Up to and including the line containing "### What changed", set down each line of the entries below exactly, starting from the first, and leave out the rest.

▶ Available data

########################################

PR #12932, opened 2026-04-29
feat(flow): add per-flow toggle for Flow Activity/Tracing recording

severfire:
### Summary

Adds a **per-flow setting** (`flow_activity_enabled`) so teams can **enable or disable** persistence of traces used by **Flow Activity**. When off, new runs do not use the native Flow Activity tracer; existing UI can still show history, while the sidebar reflects whether recording is active.

### What changed

- **Database:** New boolean column `flow_activity_enabled` on `flow`, default `true`, with Alembic migration.
- **API & models:** Field on flow read/update models; included in allowed PATCH fields so the UI can persist the toggle.
- **Execution:** Graph build loads the flag from the flow row; `Graph` exposes `flow_activity_enabled` and passes `collect_flow_activity` into trace startup; deep copy keeps the same value.
- **Tracing:** `TraceContext` / `start_trace` accept `collect_flow_activity`; native Flow Activity tracer is not initialized when collection is disabled.
- **LFX:** Graph and tracing service signatures aligned with the Langflow backend (minimal LFX tracer documents the unused parameter).
- **Frontend:** Toggle in the Flow Activity panel (with tooltips and test id), optimistic store updates via `patchFlowField`, traces item in the sidebar uses green styling when recording is enabled; `FlowType` and patch mutation updated.
- **Tests:** Unit coverage for tracing service when `collect_flow_activity` is false.

### DIFF
--- a/src/backend/base/langflow/api/utils/flow_utils.py
+++ b/src/backend/base/langflow/api/utils/flow_utils.py
@@ -86,9 +86,18 @@ async def build_and_cache_graph_from_data(
     graph_data: dict,
 ):  # -> Graph | Any:
     """Build and cache the graph."""
-    # Convert flow_id to str if it's UUID
+    flow_uuid = flow_id if isinstance(flow_id, uuid.UUID) else uuid.UUID(str(flow_id))
     str_flow_id = str(flow_id) if isinstance(flow_id, uuid.UUID) else flow_id
+
+    async with session_scope_readonly() as session:
+        flow_row = await session.get(Flow, flow_uuid)
+        if flow_row is None:
+            msg = f"Flow {flow_id} not found"
+            raise ValueError(msg)
+        flow_activity_enabled = flow_row.flow_activity_enabled
+
     graph = Graph.from_payload(graph_data, str_flow_id)
+    graph.flow_activity_enabled = flow_activity_enabled
     await chat_service.set_cache(str_flow_id, graph)
     return graph
 
--- a/src/backend/base/langflow/api/utils/flow_utils.py
+++ b/src/backend/base/langflow/api/utils/flow_utils.py
@@ -8,7 +8,7 @@ from typing import TYPE_CHECKING
 from fastapi import HTTPException
 from lfx.graph.graph.base import Graph
 from lfx.log.logger import logger
-from lfx.services.deps import session_scope
+from lfx.services.deps import session_scope, session_scope_readonly
 from sqlalchemy import delete
 from sqlmodel import col, select
 from sqlmodel.ext.asyncio.session import AsyncSession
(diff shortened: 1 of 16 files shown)


severfire:
@jordanrfrazier @erichare - check out this PR. It enables better trace management by decoupling production and test flows. This allows us to diagnose test runs easily without risking the performance or storage issues of keeping production tracing active.

src/backend/base/langflow/api/utils/flow_utils.py
```diff
@@ -29,26 +29,27 @@
...
+            if flow_row is None:
+                msg = f"Flow {flow_id} not found"
+                raise ValueError(msg)
+            if flow_name is None:
+                flow_name = flow_row.name
+            if flow_activity_enabled is None:
+                flow_activity_enabled = flow_row.flow_activity_enabled
+
     graph = Graph.from_payload(payload, str_flow_id, flow_name, kwargs.get("user_id"))
+    graph.flow_activity_enabled = flow_activity_enabled
```
ogabrielluiz, line 52: nice — this wires the flag for `build_graph_from_data` and `build_graph_from_db_no_cache`. but `build_and_cache_graph_from_data` further down in this file isn't getting the same treatment, and it's the function `chat.py` calls when the playground sends `data` in the build request. it goes straight to `Graph.from_payload(...)` and the resulting graph stays at the hardcoded `flow_activity_enabled = True` default, so toggling recording off in the UI silently still records traces on that path.

could you either fetch+set the flag in `build_and_cache_graph_from_data` too, or accept it as a kwarg from the chat.py caller?

src/lfx/src/lfx/graph/graph/base.py
```diff
@@ -132,6 +132,8 @@ def __init__(
         self._end_trace_tasks: set[asyncio.Task] = set()
         self._is_subgraph = False
```
ogabrielluiz, line 134: heads up — `Graph.create_subgraph` (around L2371, not in this diff) builds a fresh `Graph(...)` and manually copies a subset of attributes (`_tracing_service`, `_run_id`, `session_id`, `_is_subgraph`) but won't pick up `flow_activity_enabled` from the parent. the subgraph then defaults to `True` here in `__init__`, so `initialize_run` calls `start_tracers(collect_flow_activity=True)` and re-initializes the native tracer, overwriting the parent's `trace_context_var`.

for any flow using the Loop component with the toggle off, partial native traces will still get written. mind adding `subgraph.flow_activity_enabled = self.flow_activity_enabled` in `create_subgraph` alongside the other propagated attributes?

src/frontend/src/pages/FlowPage/components/TraceComponent/FlowInsightsContent.tsx
```diff
@@ -66,6 +74,37 @@ export function FlowInsightsContent({
...
+  const handleRecordingCheckedChange = useCallback(
+    (checked: boolean) => {
+      if (!resolvedFlowId || isPatchingFlow) return;
+      patchFlow(
+        { id: resolvedFlowId, flow_activity_enabled: checked },
+        {
+          onSuccess: (updated) => {
+            const newVal = updated?.flow_activity_enabled ?? checked;
+            patchFlowField(resolvedFlowId, { flow_activity_enabled: newVal });
+          },
```
ogabrielluiz, line 115: small concern on this `onSuccess` — `updated?.flow_activity_enabled ?? checked` falls back to whatever the user clicked when the field is missing from the response, which would silently desync the store from server state if the backend ever drops the field (partial serializer, version skew, etc.). for a privacy-adjacent setting it's a bit risky.

two small tightenings worth considering:
- bail out (or warn) if `typeof updated?.flow_activity_enabled !== "boolean"` instead of trusting `checked`
- add an `onError` so a 4xx/5xx leaves the toggle visibly unchanged rather than fully silent

not blocking, but the failure mode is invisible as written.

src/backend/base/langflow/api/utils/flow_utils.py
severfire: done [fix(flow): ensure flow activity is enabled when building graphs](https://github.com/langflow-ai/langflow/pull/12932/commits/0ae6a4be9a003cb49ac562d3496d22175e1ca5b6)

src/lfx/src/lfx/graph/graph/base.py
severfire: done [fix(graph): enable flow activity in subgraphs](https://github.com/langflow-ai/langflow/pull/12932/commits/7278e0be3922231f8d99e9cce9aa79551765d349)

src/frontend/src/pages/FlowPage/components/TraceComponent/FlowInsightsContent.tsx
severfire: done [fix(flow): enhance error handling for Flow Activity updates](https://github.com/langflow-ai/langflow/pull/12932/commits/52c0ba7630b236b1c0e2b13a3875458fc2ed582f)

ogabrielluiz:
thanks for the quick turnaround on the review feedback @severfire, the playground path, subgraph propagation, and the frontend error handling all look solid now.

before we approve we'd like to do a UX/UI pass on the toggle. a couple of small things we want to look at together:
- placement and discoverability of the switch in the Flow Activity header, plus the green icon affordance in the segmented sidebar
- copy on the tooltip, especially for the disabled state
- the empty trace state shown alongside this (the "1-0 of 0 items" pagination strip is a pre-existing bug in PaginatorComponent, we'll handle that on a separate branch)

nothing blocking on the code side. we'll loop back once the design pass is done. appreciate the work here!

severfire:
@ogabrielluiz Thank you for the feedback.

Just let me know what needs to be done and I will look into it :-) 

If you could explain more about 'placement and discoverability of the switch in the Flow Activity header, plus the green icon affordance in the segmented sidebar' - Indeed it is a new idea. I was wondering where would be best place to put it, so it is understandable that this is the switch for this whole functionality for flow, and related to tracing.

Regarding 'copy on the tooltip, especially for the disabled state' I will check it.

Meanwhile I am standing by for more information :-) thanks!

severfire:
@ogabrielluiz Hi there, did it got design pass? :-) If not what can I enhance or change?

########################################

▶ Solution to the problem
PR #12932, opened 2026-04-29
feat(flow): add per-flow toggle for Flow Activity/Tracing recording

severfire:
### Summary

Adds a **per-flow setting** (`flow_activity_enabled`) so teams can **enable or disable** persistence of traces used by **Flow Activity**. When off, new runs do not use the native Flow Activity tracer; existing UI can still show history, while the sidebar reflects whether recording is active.

### What changed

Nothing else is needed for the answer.